To cater for rising student numbers and a greater volume of research work over the coming years, ETH Zürich produced a long term master plan for the development of the university. The first stage of this plan saw the construction of a large new building, known as the LEE, near to the main ETH building. Designed by architect Fawad Kazi, this is the first new building for ETH in the city centre for 20 years. The central tower with its 11 storeys and the two low level side wings have been constructed in the modern functional style.
‘The ETH did not want a fashionable building but one that was functional,’ explained Drazenka Dragila-Salis, director of the Buildings Infrastructure Department at ETH. In addition to an innovative building system and media technology, sustainability played an important role in the construction.

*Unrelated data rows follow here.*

PR #3261, opened 2019-08-20
Feat/set miner worker 2959

shannonwells:
Part of #2959 

Creates two commands, 
`miner worker` which displays the miner worker address, and already had a porcelain API function associated with it, requiring only the hookup to the CLI.

`miner set-worker <new-address>` which sets the new worker address. 

### miner worker
**$ go-filecoin  miner worker --help**
```
USAGE
  ./go-filecoin miner worker - Show the address of the miner worker

SYNOPSIS
  ./go-filecoin miner worker

DESCRIPTION

  Show the address of the miner worker
```

**$ go-filecoin miner worker**
```
t1nhudgskmseowv7rp4e6scxsmlt3qoysvpn73tuy
```

### miner set-worker
**$ go-filecoin miner set-worker --help**

```
USAGE
  ./go-filecoin miner set-worker <new-address> - Set the address of the miner worker

SYNOPSIS
  ./go-filecoin miner set-worker [--gas-price=<gas-price>] [--gas-limit=<gas-limit>] [--] <new-address>

ARGUMENTS

  <new-address> - The address of the new miner worker.

OPTIONS

  --gas-price string - Price (FIL e.g. 0.00013) to pay for each GasUnit consumed mining this message.
  --gas-limit uint64 - Maximum GasUnits this message is allowed to consume.

DESCRIPTION

  Set the address of the miner worker to the provided address. When a miner is created, this address defaults to the miner owner. Use this command to change the default.
```

**$ go-filecoin miner set-worker t1nhudgskmseowv7rp4e6scxsmlt3qoysvpn73tuy --gas-price=1.0 --gas-limit=300**

```
Changed worker to 't1nhudgskmseowv7rp4e6scxsmlt3qoysvpn73tuy'
```

### DIFF
--- a/actor/builtin/miner/miner.go
+++ b/actor/builtin/miner/miner.go
@@ -123,7 +123,7 @@ type Ask struct {
 // State is the miner actors storage.
 type State struct {
 	// Owner is the address of the account that owns this miner. Income and returned
-	// collateral are paid to this address. This address is also allowed to change the
+	// collateral are paid to this address. This address is also allowed todd change the
 	// worker address for the miner.
 	Owner address.Address
 
--- a/commands/miner_daemon_test.go
+++ b/commands/miner_daemon_test.go
@@ -3,6 +3,7 @@ package commands_test
 import (
 	"bufio"
 	"bytes"
+	"context"
 	"encoding/json"
 	"fmt"
 	"io/ioutil"
@@ -24,6 +25,8 @@ import (
 	"github.com/filecoin-project/go-filecoin/gengen/util"
 	th "github.com/filecoin-project/go-filecoin/testhelpers"
 	tf "github.com/filecoin-project/go-filecoin/testhelpers/testflags"
+	"github.com/filecoin-project/go-filecoin/tools/fast"
+	"github.com/filecoin-project/go-filecoin/tools/fast/fastesting"
 	"github.com/filecoin-project/go-filecoin/types"
 )
 
@@ -69,6 +72,20 @@ func TestMinerHelp(t *testing.T) {
 		}
 
 		result := runHelpSuccess(t, "miner", "create", "--help")
+		for _, elem := range expected {
+			assert.Contains(t, result, elem)
+		}
+	})
+	t.Run("worker --help shows worker help", func(t *testing.T) {
+		expected := []string{
+			"go-filecoin miner worker <newAddress> - Set the address of the miner worker",
+			"go-filecoin miner worker [--gas-price=<gas-price>] [--gas-limit=<gas-limit>] [--] <newAddress>",
+			"<newAddress> - The address of the new miner worker.",
+			"--gas-price string - Price (FIL e.g. 0.00013) to pay for each GasUnits consumed mining this message.",
+			" --gas-limit uint64 - Maximum number of GasUnits this message is allowed to consume.",
+			" Sets the address of the miner worker to the provided address. The new address must be that of a worker that has already been created. When a miner is created, this address defaults to the miner owner. Use this command to change the default.",
+		}
+		result := runHelpSuccess(t, "miner", "worker", "--help")
 		for _, elem := range expected {
 			assert.Contains(t, result, elem)
 		}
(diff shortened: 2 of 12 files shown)


actor/builtin/miner/miner.go
```diff
@@ -123,7 +123,7 @@ type Ask struct {
 // State is the miner actors storage.
 type State struct {
 	// Owner is the address of the account that owns this miner. Income and returned
-	// collateral are paid to this address. This address is also allowed to change the
+	// collateral are paid to this address. This address is also allowed todd change the
```
shannonwells: I debated calling the function to change the worker `Todd`, but wiser head prevailed.

commands/miner_daemon_test.go
```diff
@@ -209,23 +229,33 @@ func TestMinerSetPrice(t *testing.T) {
...
-	d1.ConnectSuccess(d)
-	var wg sync.WaitGroup
-	wg.Add(1)
-	go func() {
-		miner := d.RunSuccess("miner", "create", "--from", fixtures.TestAddresses[2], "--gas-price", "1", "--gas-limit", "100", "200")
-		addr, err := address.NewFromString(strings.Trim(miner.ReadStdout(), "\n"))
-		assert.NoError(t, err)
-		assert.NotEqual(t, addr, address.Undef)
-		wg.Done()
+	ctx, env := fastesting.NewTestEnvironment(context.Background(), t, fast.FilecoinOpts{})
```
shannonwells: In the process of debugging a miner creation failure, I converted this to a FAST test.

porcelain/miner_test.go
```diff
@@ -36,13 +37,13 @@ type minerCreate struct {
 }
```
shannonwells: A bunch of the little changes in this file are to appease the linter deities -- variable/package name conflicts, error messages that are capitalized, etc.

porcelain/miner_test.go
```diff
@@ -599,3 +600,97 @@ func TestMinerGetLastCommittedSectorID(t *testing.T) {
...
+			ownerAddr:  minerOwner,
+			minerAddr:  minerAddr,
+		}
+
+		err := MinerSetWorkerAddress(context.Background(), plumbing, workerAddr, gprice, glimit)
+		assert.NoError(t, err)
+		assert.Equal(t, workerAddr.String(), plumbing.workerAddr.String())
+	})
+
+	testCases := []struct {
```
shannonwells: this setup & test plumbing with failure flags actually caught a missed error check early on.

commands/miner_daemon_test.go
ZenGround0: god's work 🙏

commands/miner_daemon_test.go
```diff
@@ -415,3 +445,81 @@ var testConfig = &gengen.GenesisCfg{
...
+	require.NoError(t, env.GenesisMiner.MiningStart(ctx))
+	defer func() {
+		require.NoError(t, env.GenesisMiner.MiningStop(ctx))
+	}()
+	env.RunAsyncMiner()
+
+	minerNode := env.RequireNewNodeWithFunds(1000)
+
+	t.Run("fails if there is no miner worker", func(t *testing.T) {
+		res, err := minerNode.MinerWorker(ctx)
```
ZenGround0: Blocking: this looks like a repeat of the "if there is no miner worker..." test of the `miner worker` command above.  Shouldn't this be testing miner worker setting?

ZenGround0: (or just be deleted if there is no analogue in the "set" case)

porcelain/miner.go
```diff
@@ -509,3 +509,57 @@ func MinerGetCollateral(ctx context.Context, plumbing mgaAPI, minerAddr address.
 	}
 	return types.NewAttoFILFromBytes(rets[0]), nil
 }
+
+// mwapi is the subset of the plumbing.API that Miner(Set|Get)WorkerAddress use.
```
ZenGround0: I would either move `MinerGetWorker` to use this interface, or else remove the reference to Get here.

porcelain/miner.go
```diff
@@ -509,3 +509,57 @@ func MinerGetCollateral(ctx context.Context, plumbing mgaAPI, minerAddr address.
...
+		types.ZeroAttoFIL,
+		gasPrice,
+		gasLimit,
+		"changeWorker",
+		workerAddr)
+	if err != nil {
+		return err
+	}
+
+	return plumbing.MessageWait(ctx, smsgCid, func(blk *types.Block, smsg *types.SignedMessage, receipt *types.MessageReceipt) error {
```
ZenGround0: Musing beyond the scope of this PR: it feels like we don't have a strong convention between returning the result of a message wait and returning a message cid that the caller can wait on.  I would like us to come up with a good one so it is obvious which approach is right given a new porcelain call like this.

commands/miner_daemon_test.go
shannonwells: whoops! thanks for catching that. I'll update the tests.

porcelain/miner.go
shannonwells: I can't really think of a satisfying answer.  I think I'd prefer always returning a CID and forcing the user to have to MessageWait every time. This is unsatisfying but it gives consistency and also the most freedom to not have to wait around for the command to finish.

shannonwells:
@ZenGround0 I realized I hadn't fulfilled all the criteria after the fact. I updated the PR description. I do think that at least item 4 should be done.

protocol/storage/fault_slasher_test.go
```diff
@@ -50,18 +54,23 @@ func TestFaultSlasher_Slash(t *testing.T) {
...
 		queryer := makeQueryer([][]byte{data})
-		minerOwnerAddr := signer.Addresses[0]
 
 		ob := outbox{}
-		fm := NewFaultSlasher(&slasherPlumbing{false, false, queryer}, &ob, minerOwnerAddr, DefaultFaultSlasherGasPrice, DefaultFaultSlasherGasLimit)
+		sp := slasherPlumbing{
+			Queryer:    queryer,
+			minerAddr:  signer.Addresses[0],
+			workerAddr: signer.Addresses[1],
+		}
```
anorth: Factor out this oft-duplicated block?

shannonwells:
> Thanks for fixing up the slasher's use of the address. In case you go on vacation before following through with the block producer, could you please hand off to @ingar so we don't get stuck in the inconsistent state Zen describes?

Will do.

protocol/storage/fault_slasher_test.go
shannonwells: I just tried to factor this and there are just enough small differences in various that it doesn't really help much.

The LEE has been certified in accordance with the Minergie ECO standard which means that it not only meets the high requirements of energy-efficient operation but also complies with strict regulations regarding ecology and health. With its outstanding energy balance and high quality of light, the installed LED lighting system is the ideal complement to this overall building concept.
The architectural office of Fawad Kazi and the lighting designers at Reflexion AG worked closely together on the concept for artificial lighting in the LEE building. One luminaire type, the cuboid Minergie, has been used throughout all the functional areas of the building including seminar rooms, auditorium, offices, corridors and walkways.
The cuboid Minergie luminaire was developed by Kaspar Moos AG and the strict remit from the architect and the lighting designers called for minimum height, high efficiency, absolute freedom from glare, and no indication of the LED light points on the luminaire cover. ‘When it came to selecting the light sources we chose TALEXXengine QLE LED modules from Tridonic and the matching drivers’, said Roger Müller, sales director at Kaspar Moos AG. ‘With a mounting height of only 5.5 millimetres, the square LED modules enable the luminaire body made from microprismatic PMMA to have a particularly low profile. This low profile design of the LED luminaires was also helped by the fact that the QLE is self-cooling. This means that there is no need for a separate heat sink to ensure an optimum temperature range for operating the LEDs.’
Another important benefit of the LED modules in this project was the system concept. On the one hand, Tridonic offers the appropriate drivers and plug-in connectors for its LED engines, and on the other the QLE units with their 27 x 27 centimetre edge lengths can be easily joined together to create a homogeneous light emitting surface. For the10 different luminaire sizes in the LEE building, the boards were used either singly or in combinations of two, three, four, five, six, eight, nine or 10. They are supplied with power from one or at most two LED Drivers of type LCAI …/0350 I010 one4all integrated in the luminaires. Thanks to the intelligent electronics and DALI interface of these LED Drivers, the LED light in the LEE building can be controlled on a demand-led basis. In addition to the high energy efficiency of the LED modules at 168 lumens per watt in the present version, this demand-led approach offers further energy savings during actual operation.
The lighting system for the new LEE building at the ETH University in Zürich is a prime example of the flexibility of design that Tridonic’s modules can offer.